-------- Records --------

PR #908, opened 2021-03-04
shopinvader: product filter custom path for fields

simahawk:
It's quite common to define product data for index using serialized fields.
Often you need to take control of the resulting value for the filter
(eg: search on inner value) and now you can do it by setting `path`.


rousseldenis (approved):
Code review. LGTM

mmequignon (approved):

PR #1290, opened 2022-05-20
[14.0][UPD] shopinvader partner binding: dedicated res.groups

acsonefho:
Add a new security group only allowed to bind partners. Binders doesn't need full access rights just to bind.

The existing security group implies this new one (so it stills compatible).

And as the `ir.model.access` is `noupdate="1"`, I did a migration script.

### DIFF
--- a/shopinvader/security/shopinvader_security.xml
+++ b/shopinvader/security/shopinvader_security.xml
@@ -6,8 +6,12 @@
         <field name="sequence">30</field>
     </record>
 
+    <record id="group_shopinvader_partner_binding" model="res.groups">
+        <field name="name">Shopinvader partner binding</field>
+    </record>
+
     <record id="group_shopinvader_manager" model="res.groups">
-        <field name="name">Shopinvader Manager</field>
+        <field name="name">Manager</field>
         <field name="category_id" ref="module_category_shopinvader" />
         <field
             name="users"
@@ -15,7 +19,7 @@
         />
         <field
             name="implied_ids"
-            eval="[(4, ref('queue_job.group_queue_job_manager'))]"
+            eval="[(4, ref('queue_job.group_queue_job_manager')), (4, ref('shopinvader.group_shopinvader_partner_binding'))]"
         />
     </record>
 
--- a/shopinvader/migrations/14.0.5.14.1/post-migrate.py
+++ b/shopinvader/migrations/14.0.5.14.1/post-migrate.py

--------

• _Goal of the exercise_
Work out the number of lines in the records containing the word "need". Write only that number.

• _Completed exercise_
2